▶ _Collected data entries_
********

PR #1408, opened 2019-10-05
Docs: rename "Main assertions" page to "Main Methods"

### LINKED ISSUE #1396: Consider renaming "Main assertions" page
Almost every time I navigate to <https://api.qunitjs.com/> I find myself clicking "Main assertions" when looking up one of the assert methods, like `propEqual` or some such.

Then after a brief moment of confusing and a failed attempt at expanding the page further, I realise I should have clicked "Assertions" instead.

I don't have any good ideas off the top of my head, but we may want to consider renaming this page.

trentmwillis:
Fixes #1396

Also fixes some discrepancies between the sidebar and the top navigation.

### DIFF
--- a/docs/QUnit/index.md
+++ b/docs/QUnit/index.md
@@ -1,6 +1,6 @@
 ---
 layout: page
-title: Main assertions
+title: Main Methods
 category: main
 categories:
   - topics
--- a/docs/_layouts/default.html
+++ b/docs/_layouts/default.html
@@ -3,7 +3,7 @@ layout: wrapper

********

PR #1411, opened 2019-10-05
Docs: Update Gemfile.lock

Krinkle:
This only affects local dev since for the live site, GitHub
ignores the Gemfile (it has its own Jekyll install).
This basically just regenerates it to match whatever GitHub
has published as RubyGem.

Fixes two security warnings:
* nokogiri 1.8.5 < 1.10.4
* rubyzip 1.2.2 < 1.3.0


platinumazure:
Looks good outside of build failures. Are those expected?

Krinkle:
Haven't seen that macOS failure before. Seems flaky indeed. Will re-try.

********

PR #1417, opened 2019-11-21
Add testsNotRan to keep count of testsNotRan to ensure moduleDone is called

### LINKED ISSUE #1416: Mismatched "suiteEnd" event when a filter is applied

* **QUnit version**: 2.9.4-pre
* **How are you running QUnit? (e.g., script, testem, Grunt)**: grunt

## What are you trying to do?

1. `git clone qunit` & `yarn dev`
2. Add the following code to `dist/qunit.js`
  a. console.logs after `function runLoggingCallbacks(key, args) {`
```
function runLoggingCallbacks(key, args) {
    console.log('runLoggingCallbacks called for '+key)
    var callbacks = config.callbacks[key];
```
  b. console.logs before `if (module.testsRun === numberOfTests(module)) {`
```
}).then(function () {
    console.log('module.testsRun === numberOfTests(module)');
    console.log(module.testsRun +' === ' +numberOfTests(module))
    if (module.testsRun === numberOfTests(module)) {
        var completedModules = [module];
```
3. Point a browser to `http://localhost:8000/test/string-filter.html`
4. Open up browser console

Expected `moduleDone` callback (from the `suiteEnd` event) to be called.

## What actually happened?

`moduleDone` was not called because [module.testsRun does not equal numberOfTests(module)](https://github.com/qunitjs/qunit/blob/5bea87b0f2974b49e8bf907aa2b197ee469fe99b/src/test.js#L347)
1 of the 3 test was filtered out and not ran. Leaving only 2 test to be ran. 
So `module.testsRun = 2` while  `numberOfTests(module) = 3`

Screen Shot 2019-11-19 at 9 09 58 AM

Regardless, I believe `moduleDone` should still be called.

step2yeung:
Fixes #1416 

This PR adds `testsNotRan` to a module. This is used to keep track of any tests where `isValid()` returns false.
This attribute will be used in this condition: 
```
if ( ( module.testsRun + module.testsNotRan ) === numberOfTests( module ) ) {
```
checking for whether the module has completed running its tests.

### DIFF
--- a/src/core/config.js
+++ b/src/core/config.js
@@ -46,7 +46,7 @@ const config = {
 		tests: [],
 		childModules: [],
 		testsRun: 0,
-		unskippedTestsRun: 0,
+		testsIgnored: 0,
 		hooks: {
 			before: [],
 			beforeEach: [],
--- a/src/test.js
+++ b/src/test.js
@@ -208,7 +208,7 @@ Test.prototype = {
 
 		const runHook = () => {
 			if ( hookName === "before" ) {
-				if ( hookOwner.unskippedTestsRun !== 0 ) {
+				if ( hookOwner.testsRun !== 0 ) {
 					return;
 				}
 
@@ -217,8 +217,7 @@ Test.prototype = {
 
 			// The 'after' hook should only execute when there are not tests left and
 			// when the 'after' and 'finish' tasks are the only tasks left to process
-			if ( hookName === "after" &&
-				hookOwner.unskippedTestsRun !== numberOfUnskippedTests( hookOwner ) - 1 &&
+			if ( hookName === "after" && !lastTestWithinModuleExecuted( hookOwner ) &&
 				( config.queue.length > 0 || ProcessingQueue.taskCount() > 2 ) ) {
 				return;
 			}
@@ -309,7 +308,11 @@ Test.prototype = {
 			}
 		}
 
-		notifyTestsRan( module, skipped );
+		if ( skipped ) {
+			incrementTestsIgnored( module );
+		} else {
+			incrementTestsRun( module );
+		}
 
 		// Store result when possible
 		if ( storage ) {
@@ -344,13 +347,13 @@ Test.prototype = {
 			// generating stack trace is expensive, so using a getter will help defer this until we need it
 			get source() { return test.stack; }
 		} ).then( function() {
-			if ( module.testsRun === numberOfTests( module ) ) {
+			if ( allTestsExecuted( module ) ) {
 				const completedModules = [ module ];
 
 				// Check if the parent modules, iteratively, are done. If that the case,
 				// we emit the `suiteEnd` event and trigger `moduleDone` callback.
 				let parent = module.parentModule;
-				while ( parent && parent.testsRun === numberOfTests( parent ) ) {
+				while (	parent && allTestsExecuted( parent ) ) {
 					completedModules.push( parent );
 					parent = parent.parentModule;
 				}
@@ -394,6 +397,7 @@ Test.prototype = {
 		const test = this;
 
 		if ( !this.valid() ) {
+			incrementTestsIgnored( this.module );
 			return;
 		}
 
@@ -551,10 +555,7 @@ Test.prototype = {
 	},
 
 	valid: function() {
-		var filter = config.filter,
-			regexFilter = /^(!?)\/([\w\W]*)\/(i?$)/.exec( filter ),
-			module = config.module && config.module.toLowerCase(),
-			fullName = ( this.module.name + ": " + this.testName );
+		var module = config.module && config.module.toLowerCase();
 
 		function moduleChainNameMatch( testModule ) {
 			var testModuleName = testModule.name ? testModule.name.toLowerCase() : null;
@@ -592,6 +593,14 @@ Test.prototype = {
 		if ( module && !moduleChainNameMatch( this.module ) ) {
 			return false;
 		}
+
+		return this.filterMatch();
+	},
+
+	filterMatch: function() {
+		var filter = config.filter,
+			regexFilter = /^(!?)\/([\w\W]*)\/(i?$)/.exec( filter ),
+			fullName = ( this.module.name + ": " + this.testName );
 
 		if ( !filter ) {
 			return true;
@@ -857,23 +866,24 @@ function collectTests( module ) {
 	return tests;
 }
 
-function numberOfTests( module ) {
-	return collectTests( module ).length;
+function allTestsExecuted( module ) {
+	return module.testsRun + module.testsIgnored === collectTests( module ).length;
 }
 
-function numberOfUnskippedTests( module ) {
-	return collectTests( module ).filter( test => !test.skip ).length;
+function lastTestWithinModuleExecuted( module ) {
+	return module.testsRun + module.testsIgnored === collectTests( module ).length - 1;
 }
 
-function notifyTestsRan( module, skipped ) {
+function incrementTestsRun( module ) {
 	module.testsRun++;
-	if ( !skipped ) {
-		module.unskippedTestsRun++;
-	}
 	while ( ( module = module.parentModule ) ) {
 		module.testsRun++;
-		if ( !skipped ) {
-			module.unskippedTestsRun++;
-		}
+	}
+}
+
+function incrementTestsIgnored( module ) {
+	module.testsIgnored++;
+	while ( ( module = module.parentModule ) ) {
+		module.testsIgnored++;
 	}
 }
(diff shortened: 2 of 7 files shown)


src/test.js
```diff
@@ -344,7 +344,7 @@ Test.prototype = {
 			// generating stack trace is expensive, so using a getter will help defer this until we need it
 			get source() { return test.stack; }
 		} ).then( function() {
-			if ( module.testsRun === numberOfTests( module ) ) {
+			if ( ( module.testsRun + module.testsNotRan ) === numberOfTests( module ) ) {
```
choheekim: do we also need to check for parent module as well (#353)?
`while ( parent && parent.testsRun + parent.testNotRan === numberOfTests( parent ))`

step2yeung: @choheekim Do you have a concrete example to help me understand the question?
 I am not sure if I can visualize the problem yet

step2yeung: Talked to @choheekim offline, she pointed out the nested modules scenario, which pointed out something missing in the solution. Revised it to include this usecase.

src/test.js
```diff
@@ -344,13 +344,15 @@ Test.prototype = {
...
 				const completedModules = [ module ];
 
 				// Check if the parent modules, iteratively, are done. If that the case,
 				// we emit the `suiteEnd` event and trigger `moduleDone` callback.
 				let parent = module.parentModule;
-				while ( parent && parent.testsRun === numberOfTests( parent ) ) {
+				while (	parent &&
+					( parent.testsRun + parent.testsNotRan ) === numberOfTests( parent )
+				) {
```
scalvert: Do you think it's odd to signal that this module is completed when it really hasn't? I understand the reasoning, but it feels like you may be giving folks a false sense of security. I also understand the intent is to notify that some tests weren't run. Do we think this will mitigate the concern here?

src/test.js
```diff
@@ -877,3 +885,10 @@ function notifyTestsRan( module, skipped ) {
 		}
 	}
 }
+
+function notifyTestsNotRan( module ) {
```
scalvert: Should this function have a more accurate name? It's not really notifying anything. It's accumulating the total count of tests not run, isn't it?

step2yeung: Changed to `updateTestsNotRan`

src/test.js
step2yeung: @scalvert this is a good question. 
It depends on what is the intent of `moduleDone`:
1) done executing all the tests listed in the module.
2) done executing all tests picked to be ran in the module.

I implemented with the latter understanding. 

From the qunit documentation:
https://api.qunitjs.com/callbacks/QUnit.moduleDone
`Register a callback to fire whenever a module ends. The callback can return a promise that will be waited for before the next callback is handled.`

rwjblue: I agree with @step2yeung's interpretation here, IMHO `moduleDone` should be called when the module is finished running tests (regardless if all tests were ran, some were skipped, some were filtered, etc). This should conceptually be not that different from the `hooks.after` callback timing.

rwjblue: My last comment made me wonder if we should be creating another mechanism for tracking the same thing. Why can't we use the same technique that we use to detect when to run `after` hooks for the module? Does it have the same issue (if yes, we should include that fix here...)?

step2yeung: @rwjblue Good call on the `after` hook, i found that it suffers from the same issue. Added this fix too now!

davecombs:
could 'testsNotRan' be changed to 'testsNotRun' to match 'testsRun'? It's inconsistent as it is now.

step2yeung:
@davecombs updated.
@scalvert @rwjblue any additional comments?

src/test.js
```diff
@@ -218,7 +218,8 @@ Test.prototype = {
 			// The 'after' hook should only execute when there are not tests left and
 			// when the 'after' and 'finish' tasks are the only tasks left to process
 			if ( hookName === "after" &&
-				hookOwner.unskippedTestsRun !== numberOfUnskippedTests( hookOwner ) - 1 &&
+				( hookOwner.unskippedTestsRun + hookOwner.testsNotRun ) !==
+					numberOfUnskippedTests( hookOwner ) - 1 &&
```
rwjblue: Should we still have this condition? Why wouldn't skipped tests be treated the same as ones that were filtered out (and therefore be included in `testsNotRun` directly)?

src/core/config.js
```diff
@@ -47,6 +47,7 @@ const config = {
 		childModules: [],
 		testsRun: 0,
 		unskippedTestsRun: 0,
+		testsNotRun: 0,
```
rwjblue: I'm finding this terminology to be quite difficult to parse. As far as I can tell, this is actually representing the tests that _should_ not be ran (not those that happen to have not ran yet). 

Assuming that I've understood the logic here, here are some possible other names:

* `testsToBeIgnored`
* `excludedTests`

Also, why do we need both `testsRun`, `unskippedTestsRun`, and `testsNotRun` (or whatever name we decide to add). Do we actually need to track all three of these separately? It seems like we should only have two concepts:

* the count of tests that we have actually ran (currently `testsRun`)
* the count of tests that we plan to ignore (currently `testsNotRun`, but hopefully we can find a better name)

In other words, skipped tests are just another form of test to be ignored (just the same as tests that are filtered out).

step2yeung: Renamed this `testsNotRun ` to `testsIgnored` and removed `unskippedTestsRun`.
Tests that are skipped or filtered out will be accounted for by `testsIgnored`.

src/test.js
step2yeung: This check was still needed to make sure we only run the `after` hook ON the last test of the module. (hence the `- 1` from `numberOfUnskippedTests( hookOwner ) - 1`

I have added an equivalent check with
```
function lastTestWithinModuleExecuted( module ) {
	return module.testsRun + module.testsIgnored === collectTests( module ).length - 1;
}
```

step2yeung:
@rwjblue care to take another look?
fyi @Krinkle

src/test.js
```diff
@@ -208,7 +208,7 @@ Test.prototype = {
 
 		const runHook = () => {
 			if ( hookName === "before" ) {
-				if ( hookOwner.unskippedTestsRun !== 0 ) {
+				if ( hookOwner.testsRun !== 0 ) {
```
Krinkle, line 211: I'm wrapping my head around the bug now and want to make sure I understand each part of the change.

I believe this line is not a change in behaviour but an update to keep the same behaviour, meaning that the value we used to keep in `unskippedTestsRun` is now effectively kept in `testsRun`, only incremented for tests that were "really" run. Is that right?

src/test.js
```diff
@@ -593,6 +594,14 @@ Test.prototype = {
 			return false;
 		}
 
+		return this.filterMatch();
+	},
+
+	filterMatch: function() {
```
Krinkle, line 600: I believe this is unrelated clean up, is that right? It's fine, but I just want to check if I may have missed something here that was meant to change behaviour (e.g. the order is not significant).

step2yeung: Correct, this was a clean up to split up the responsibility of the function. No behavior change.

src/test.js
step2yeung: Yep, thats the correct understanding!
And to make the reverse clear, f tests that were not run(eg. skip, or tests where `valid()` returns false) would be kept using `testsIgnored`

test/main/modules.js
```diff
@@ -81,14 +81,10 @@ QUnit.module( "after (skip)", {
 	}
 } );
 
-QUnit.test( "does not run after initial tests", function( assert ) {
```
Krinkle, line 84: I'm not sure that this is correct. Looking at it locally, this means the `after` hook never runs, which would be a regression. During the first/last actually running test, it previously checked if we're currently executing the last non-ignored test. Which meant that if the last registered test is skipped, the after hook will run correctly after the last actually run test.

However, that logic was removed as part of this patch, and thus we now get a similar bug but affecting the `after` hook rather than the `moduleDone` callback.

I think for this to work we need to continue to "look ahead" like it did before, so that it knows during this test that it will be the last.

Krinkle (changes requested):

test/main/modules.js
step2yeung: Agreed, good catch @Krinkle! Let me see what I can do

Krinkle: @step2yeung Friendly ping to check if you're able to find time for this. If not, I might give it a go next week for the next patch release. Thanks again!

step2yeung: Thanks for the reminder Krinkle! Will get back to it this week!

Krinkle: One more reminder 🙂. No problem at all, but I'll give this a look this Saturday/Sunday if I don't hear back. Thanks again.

********

▶ _Task brief_
What is the number of lines in the records that contain "core"? Give that number only.

▶ _Written response_
3